▶ [Action item] Please find every line of the listing below where "kubeshop" occurs and copy it.

##############################

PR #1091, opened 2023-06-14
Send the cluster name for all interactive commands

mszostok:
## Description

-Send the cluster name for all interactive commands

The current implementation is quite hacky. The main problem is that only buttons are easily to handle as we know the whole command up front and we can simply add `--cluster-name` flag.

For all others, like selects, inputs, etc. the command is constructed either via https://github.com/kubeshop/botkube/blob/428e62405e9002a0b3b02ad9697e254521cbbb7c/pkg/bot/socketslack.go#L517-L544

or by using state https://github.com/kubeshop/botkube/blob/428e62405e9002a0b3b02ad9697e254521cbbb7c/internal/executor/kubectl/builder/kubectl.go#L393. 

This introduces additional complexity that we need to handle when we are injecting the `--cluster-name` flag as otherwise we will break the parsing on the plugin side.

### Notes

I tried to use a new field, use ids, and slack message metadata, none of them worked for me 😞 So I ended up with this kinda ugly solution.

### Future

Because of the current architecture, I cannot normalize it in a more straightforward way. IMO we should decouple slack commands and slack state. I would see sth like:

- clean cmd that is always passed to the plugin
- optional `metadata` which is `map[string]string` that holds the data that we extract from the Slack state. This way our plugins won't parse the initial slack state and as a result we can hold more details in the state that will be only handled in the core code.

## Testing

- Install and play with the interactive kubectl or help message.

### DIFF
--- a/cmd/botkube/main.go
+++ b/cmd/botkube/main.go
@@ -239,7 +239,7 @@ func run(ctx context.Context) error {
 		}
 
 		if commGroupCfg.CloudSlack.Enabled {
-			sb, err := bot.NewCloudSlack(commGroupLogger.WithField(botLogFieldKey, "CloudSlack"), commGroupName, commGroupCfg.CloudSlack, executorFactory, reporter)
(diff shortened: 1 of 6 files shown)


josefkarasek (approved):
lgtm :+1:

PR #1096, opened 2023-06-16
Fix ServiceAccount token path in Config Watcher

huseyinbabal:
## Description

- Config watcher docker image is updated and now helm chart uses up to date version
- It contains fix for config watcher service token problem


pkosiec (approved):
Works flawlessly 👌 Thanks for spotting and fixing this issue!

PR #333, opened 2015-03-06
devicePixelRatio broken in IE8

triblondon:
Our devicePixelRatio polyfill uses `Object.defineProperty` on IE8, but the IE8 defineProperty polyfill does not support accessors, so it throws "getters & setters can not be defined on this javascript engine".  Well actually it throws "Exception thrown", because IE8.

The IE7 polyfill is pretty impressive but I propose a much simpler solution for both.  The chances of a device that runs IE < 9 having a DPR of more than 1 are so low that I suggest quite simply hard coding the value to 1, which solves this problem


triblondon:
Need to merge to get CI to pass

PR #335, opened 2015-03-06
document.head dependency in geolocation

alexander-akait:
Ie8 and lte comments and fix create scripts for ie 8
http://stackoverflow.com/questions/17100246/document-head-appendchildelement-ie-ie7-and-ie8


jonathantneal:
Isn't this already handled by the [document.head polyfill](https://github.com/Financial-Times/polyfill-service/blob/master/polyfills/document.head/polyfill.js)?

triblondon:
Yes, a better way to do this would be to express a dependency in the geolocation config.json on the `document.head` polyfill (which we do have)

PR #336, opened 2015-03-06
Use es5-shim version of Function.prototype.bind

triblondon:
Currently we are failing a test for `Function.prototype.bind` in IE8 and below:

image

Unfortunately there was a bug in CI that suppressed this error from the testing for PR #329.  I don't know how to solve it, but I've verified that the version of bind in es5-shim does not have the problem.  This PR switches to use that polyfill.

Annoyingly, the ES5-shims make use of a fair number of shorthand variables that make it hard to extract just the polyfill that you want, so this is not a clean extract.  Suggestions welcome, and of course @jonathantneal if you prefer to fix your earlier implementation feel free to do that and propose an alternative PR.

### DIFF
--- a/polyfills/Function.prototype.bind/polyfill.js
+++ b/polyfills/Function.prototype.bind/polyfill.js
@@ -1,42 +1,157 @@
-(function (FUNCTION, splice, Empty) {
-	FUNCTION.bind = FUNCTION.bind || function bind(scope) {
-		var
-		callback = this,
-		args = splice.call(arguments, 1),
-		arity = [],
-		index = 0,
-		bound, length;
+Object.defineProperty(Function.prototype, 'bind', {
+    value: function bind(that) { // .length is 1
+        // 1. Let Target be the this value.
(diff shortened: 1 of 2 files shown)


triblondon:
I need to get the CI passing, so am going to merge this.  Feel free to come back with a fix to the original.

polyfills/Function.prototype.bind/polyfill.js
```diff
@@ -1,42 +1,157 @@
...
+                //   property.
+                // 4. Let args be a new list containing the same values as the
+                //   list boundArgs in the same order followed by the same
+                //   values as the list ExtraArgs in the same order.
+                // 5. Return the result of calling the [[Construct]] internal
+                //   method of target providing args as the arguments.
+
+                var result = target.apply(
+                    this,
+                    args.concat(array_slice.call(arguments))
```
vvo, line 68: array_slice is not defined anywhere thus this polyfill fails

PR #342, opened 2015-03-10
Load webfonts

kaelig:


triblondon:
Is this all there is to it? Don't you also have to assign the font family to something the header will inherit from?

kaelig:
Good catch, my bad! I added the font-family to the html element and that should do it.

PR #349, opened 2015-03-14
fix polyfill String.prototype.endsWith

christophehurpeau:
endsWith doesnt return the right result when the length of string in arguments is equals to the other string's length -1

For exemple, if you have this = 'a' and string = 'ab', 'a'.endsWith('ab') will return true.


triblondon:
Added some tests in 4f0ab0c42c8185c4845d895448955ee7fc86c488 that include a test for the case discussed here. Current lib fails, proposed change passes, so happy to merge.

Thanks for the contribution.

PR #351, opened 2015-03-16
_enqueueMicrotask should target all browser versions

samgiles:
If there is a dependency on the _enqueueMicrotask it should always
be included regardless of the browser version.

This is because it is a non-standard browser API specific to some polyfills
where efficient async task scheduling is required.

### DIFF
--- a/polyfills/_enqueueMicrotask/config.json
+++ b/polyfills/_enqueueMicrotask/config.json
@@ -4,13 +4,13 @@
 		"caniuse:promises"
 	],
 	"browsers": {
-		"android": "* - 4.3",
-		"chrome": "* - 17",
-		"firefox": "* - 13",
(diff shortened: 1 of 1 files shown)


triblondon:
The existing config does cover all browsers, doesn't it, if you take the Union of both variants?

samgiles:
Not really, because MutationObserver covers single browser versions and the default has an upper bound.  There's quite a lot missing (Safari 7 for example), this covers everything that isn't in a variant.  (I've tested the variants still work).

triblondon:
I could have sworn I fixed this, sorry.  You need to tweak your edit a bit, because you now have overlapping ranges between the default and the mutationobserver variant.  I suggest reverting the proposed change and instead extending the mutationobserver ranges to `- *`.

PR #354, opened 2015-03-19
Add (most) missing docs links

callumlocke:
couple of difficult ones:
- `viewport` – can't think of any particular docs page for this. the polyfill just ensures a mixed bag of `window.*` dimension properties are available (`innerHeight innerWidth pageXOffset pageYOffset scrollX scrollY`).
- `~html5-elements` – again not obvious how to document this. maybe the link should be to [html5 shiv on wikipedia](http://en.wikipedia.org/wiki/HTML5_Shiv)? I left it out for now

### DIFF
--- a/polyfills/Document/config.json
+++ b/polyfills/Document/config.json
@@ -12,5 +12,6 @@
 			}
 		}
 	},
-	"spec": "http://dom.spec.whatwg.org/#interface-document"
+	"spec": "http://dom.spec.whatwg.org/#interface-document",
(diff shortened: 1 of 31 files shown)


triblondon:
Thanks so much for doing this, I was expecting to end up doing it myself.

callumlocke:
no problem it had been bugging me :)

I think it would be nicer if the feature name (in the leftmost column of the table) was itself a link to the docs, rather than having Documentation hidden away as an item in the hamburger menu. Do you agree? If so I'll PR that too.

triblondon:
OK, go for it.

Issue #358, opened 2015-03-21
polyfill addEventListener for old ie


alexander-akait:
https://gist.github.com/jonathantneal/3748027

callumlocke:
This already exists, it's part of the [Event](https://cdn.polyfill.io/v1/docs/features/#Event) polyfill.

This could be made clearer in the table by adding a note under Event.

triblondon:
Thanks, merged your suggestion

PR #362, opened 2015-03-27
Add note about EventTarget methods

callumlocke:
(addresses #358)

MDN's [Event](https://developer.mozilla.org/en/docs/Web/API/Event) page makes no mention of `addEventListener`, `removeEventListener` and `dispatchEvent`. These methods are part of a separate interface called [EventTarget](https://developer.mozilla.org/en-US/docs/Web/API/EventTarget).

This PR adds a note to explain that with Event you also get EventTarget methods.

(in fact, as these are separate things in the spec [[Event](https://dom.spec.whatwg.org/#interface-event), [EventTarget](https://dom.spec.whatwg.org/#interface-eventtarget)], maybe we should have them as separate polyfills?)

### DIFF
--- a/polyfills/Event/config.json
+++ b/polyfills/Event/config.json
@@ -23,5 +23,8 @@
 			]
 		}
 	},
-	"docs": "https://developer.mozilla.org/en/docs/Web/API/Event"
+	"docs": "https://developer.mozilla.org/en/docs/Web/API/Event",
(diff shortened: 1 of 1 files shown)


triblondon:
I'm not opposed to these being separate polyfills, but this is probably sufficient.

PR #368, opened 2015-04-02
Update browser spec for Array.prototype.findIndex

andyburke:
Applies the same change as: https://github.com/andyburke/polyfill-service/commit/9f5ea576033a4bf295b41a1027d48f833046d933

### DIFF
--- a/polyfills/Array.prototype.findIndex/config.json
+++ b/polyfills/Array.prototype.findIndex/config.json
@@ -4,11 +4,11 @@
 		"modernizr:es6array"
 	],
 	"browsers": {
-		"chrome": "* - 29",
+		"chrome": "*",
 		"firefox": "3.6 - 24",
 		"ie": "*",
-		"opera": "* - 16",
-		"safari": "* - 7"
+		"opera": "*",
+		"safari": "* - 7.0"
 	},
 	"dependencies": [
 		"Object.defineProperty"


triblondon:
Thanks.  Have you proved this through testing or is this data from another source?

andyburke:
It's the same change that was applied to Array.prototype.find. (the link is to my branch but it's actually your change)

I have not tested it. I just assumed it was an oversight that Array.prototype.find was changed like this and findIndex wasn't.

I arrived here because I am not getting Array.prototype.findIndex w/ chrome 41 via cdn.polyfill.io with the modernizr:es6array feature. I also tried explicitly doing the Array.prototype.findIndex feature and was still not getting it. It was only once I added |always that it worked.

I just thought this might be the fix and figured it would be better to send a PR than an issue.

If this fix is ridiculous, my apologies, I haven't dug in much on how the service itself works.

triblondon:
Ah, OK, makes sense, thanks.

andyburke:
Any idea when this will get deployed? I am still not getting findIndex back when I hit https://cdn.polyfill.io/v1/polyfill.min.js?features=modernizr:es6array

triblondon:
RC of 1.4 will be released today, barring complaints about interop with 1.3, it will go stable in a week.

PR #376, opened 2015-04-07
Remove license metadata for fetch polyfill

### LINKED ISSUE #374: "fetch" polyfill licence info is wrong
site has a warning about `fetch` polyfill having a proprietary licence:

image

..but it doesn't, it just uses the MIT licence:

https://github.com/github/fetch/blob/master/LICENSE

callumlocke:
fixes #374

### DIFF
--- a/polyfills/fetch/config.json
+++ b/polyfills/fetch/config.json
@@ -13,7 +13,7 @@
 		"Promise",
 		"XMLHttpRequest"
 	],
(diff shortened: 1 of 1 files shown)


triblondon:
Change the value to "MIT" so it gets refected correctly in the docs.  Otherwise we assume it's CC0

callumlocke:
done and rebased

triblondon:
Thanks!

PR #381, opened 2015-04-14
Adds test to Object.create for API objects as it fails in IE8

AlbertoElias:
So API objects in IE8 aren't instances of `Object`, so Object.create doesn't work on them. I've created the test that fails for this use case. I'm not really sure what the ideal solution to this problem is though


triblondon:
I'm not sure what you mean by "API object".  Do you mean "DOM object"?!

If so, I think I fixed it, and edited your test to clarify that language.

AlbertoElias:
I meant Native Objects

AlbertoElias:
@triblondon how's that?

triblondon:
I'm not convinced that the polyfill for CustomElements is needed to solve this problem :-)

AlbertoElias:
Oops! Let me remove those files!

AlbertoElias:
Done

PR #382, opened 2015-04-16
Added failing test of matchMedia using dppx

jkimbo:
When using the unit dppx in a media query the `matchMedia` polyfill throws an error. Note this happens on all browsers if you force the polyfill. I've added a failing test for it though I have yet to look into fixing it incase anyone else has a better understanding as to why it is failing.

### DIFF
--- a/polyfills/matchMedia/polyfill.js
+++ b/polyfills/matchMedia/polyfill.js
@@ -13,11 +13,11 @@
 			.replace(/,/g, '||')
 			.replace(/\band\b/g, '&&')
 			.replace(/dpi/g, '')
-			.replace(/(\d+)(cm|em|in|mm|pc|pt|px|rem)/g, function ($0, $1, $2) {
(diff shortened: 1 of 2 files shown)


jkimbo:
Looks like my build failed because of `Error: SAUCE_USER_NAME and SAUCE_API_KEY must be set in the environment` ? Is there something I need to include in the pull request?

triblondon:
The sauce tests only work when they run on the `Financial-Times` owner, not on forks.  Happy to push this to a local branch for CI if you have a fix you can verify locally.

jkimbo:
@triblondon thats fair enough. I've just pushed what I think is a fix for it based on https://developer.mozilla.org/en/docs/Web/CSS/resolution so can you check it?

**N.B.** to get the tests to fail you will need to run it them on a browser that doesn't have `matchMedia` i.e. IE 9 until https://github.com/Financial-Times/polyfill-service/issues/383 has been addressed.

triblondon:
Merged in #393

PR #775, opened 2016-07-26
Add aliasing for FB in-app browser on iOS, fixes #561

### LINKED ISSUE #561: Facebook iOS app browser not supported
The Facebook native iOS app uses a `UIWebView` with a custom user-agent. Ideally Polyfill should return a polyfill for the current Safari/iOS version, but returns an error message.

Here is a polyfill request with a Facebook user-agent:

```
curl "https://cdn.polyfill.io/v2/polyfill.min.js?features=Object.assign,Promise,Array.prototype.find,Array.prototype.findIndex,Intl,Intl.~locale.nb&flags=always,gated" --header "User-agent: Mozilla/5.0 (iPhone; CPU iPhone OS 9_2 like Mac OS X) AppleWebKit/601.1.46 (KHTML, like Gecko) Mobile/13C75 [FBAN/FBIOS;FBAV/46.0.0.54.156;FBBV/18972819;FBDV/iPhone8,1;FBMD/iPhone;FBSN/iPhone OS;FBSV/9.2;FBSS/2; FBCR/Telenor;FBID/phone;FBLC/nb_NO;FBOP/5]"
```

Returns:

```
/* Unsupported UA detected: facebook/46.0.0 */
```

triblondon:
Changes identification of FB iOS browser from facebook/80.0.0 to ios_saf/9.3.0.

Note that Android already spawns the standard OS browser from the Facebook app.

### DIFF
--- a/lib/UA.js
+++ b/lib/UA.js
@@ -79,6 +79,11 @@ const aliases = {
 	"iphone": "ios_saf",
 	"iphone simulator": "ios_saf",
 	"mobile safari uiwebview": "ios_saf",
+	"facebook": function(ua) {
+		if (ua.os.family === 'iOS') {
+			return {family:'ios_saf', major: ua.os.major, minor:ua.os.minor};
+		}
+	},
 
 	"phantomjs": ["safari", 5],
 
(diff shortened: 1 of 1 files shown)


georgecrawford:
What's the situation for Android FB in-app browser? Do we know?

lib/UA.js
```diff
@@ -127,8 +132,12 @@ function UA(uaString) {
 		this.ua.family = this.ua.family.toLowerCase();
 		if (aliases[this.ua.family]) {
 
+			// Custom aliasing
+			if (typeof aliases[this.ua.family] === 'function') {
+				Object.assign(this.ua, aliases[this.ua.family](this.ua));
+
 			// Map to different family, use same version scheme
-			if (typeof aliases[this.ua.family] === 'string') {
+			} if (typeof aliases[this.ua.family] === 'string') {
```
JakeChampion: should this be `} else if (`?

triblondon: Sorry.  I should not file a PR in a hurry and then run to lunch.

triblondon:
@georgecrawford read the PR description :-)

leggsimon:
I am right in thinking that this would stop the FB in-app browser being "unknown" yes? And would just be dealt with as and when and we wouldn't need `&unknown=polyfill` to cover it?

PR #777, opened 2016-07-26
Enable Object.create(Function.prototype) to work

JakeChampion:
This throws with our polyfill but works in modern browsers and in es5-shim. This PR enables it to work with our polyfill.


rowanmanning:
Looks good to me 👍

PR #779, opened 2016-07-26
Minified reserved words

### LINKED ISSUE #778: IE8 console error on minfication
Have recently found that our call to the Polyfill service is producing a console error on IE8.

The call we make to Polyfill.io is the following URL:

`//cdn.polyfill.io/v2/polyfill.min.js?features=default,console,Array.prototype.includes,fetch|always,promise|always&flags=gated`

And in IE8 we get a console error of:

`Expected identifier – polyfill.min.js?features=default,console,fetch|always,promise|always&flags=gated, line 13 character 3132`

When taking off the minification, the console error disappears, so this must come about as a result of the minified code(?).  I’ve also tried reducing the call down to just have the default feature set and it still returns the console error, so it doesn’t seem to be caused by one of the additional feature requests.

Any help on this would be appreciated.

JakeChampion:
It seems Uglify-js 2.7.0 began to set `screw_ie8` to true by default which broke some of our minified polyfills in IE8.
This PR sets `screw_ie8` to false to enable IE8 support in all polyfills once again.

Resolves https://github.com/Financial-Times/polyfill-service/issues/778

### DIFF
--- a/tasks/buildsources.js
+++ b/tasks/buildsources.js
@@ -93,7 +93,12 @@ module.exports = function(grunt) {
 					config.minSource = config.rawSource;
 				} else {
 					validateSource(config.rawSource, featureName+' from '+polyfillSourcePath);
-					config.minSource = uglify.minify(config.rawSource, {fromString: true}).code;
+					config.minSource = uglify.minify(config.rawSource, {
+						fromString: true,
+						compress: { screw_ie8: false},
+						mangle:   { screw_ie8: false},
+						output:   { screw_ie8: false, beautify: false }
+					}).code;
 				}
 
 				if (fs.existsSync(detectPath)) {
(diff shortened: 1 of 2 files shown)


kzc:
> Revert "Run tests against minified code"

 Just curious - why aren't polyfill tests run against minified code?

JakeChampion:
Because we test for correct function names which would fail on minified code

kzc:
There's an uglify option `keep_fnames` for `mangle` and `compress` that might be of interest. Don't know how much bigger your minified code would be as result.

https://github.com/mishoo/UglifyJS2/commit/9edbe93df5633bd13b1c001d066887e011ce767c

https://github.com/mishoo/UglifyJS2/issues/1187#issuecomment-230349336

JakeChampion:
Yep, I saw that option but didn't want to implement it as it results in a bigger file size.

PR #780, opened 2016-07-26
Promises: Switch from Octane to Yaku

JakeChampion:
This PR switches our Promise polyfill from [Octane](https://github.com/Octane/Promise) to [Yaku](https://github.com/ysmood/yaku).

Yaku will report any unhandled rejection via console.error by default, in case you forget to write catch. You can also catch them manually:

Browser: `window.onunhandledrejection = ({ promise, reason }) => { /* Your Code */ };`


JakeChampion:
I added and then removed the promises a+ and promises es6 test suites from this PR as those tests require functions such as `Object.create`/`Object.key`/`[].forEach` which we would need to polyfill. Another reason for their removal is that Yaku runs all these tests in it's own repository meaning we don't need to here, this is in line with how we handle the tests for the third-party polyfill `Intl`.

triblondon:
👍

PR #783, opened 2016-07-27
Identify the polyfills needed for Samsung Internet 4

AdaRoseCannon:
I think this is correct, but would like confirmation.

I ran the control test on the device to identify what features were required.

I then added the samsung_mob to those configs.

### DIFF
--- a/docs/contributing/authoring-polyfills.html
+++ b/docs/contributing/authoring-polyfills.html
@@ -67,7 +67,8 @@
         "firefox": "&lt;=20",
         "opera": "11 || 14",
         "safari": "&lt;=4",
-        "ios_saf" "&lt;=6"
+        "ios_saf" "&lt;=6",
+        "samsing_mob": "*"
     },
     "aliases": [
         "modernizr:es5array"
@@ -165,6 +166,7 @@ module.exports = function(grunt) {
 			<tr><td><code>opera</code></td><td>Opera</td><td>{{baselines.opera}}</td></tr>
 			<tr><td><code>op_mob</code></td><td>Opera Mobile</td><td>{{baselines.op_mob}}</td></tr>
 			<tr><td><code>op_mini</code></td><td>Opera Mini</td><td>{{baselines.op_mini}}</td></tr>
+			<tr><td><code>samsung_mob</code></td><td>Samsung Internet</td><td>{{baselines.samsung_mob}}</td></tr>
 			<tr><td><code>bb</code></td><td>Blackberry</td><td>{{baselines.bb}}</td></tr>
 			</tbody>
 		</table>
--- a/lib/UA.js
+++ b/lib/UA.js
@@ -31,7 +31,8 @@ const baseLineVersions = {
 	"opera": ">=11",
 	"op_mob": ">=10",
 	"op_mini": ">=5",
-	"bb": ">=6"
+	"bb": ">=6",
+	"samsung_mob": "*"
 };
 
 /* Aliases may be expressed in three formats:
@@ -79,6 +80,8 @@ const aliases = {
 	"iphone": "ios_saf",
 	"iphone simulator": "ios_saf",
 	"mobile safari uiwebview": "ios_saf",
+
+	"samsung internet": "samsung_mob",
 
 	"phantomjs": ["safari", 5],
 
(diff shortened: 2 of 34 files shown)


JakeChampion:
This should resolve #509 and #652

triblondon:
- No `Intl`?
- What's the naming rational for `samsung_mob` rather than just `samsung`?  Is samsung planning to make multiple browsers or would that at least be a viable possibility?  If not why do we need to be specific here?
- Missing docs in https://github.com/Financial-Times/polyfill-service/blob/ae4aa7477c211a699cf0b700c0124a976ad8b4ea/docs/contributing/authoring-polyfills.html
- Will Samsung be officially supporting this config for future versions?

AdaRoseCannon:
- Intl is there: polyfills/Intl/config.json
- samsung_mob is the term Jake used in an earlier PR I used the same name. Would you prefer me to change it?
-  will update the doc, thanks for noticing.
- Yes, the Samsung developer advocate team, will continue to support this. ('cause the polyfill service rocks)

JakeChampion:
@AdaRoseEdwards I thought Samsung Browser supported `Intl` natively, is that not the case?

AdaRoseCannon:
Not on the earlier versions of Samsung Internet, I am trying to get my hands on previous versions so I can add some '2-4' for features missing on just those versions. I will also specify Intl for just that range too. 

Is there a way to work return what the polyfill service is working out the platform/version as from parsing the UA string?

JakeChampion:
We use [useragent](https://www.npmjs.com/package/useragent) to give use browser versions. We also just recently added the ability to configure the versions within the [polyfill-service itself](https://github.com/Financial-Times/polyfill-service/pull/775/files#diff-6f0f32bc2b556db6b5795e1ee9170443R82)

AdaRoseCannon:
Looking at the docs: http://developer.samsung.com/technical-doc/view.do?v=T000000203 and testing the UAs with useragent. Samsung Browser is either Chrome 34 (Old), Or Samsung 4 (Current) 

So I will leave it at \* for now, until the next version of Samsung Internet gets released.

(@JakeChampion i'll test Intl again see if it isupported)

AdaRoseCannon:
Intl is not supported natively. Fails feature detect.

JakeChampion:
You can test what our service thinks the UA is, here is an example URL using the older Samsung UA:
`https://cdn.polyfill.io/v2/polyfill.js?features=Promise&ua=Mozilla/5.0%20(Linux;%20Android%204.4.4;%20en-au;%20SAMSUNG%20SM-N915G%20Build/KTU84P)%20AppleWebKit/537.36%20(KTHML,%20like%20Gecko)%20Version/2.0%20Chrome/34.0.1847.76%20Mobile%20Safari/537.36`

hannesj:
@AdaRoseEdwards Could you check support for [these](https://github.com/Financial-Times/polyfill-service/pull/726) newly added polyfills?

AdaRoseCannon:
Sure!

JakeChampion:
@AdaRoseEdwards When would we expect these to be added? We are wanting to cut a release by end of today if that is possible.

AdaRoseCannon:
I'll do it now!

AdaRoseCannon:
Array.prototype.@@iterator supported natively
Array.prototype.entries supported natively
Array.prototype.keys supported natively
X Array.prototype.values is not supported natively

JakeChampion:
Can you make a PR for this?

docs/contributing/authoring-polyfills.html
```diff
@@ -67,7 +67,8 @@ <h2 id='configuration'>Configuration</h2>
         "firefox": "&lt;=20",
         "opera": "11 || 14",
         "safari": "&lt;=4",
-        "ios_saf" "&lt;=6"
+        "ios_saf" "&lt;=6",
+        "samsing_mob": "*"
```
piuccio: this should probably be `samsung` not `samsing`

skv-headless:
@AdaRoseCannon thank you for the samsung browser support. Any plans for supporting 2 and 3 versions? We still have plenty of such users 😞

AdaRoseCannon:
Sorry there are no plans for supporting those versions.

##############################

▶ [Exercise result]
For all others, like selects, inputs, etc. the command is constructed either via https://github.com/kubeshop/botkube/blob/428e62405e9002a0b3b02ad9697e254521cbbb7c/pkg/bot/socketslack.go#L517-L544
or by using state https://github.com/kubeshop/botkube/blob/428e62405e9002a0b3b02ad9697e254521cbbb7c/internal/executor/kubectl/builder/kubectl.go#L393. 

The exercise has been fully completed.